PR #13237, opened 2020-04-01
Disables the syndicate outpost self destruct device

farie82:
## What Does This PR Do
Server is currently becoming unstable if the syndicate outpost blows up. This is due to the way it is designed with it having a ton of vendors with explosives and such.
This PR disables the bomb from being used for the time being

## Why It's Good For The Game
It stops the server from dying or running horribly. And this is a better alternative in my eyes than blacklisting the base

## Changelog
:cl:
del: The syndicate outpost self destruct device now doesn't work. Done due to the server becoming unstable after detonation
/:cl:

### DIFF
--- a/code/game/machinery/syndicatebomb.dm
+++ b/code/game/machinery/syndicatebomb.dm
@@ -300,15 +300,23 @@
 	..()
 	wires.CutAll()
 
+// NOTICE: The bomb has been deactivated codewise due to it causing instabilities to the server in combination with the current syndicate base.
 /obj/machinery/syndicatebomb/self_destruct
 	name = "self destruct device"
-	desc = "Do not taunt. Warranty invalid if exposed to high temperature. Not suitable for agents under 3 years of age."
+	desc = "Do not taunt. Warranty invalid if exposed to high temperature. Not suitable for agents under 3 years of age. This bomb does not seem to be working!"
 	req_access = list(ACCESS_SYNDICATE)
 	payload = /obj/item/bombcore/large
 	can_unanchor = FALSE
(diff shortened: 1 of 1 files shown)


Carthusia:
Awww, no more "Forbidden" pizza's that lead to its destruction.

Perhaps instead of a Self destruct, it instead moves to "Self destruct" the loot containers? Still keeps the worry about activating the device, but doesnt blow the entire thing up, just the loot they would have obtained had they not tried to rambo it.

farie82:
> Awww, no more "Forbidden" pizza's that lead to its destruction.
> 
> Perhaps instead of a Self destruct, it instead moves to "Self destruct" the loot containers? Still keeps the worry about activating the device, but doesnt blow the entire thing up, just the loot they would have obtained had they not tried to rambo it.

This is more of a temporary fix to stop the instability. There is work being done to find the real cause of the issue and fixing it

lolzyking:
> Awww, no more "Forbidden" pizza's that lead to its destruction.
> 
> Perhaps instead of a Self destruct, it instead moves to "Self destruct" the loot containers? Still keeps the worry about activating the device, but doesnt blow the entire thing up, just the loot they would have obtained had they not tried to rambo it.

This is in regards to the Outpost not the supply depot, the supply depot is static in every round space and as far as I know not the problem, the problem is the lavaland syndicate outpost and its bomb.

Carthusia:
Ohhhhhhhhhhhh, ok i got them mixed up, my bad

Crazylemon64:
The ruin is already disabled - and what actually needs to be fixed is the syndicate bomb itself, rather than something that only targets the symptoms

farie82:
Gonna close it then since the ruin itself got disabled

Task brief: No line before the one containing "Ohhhhhhhhhhhh, ok i got them mixed up, my bad" belongs in the answer; give again exactly that line and all lines after it through the end of the data.

Solved exercise:
Ohhhhhhhhhhhh, ok i got them mixed up, my bad

Crazylemon64:
The ruin is already disabled - and what actually needs to be fixed is the syndicate bomb itself, rather than something that only targets the symptoms

farie82:
Gonna close it then since the ruin itself got disabled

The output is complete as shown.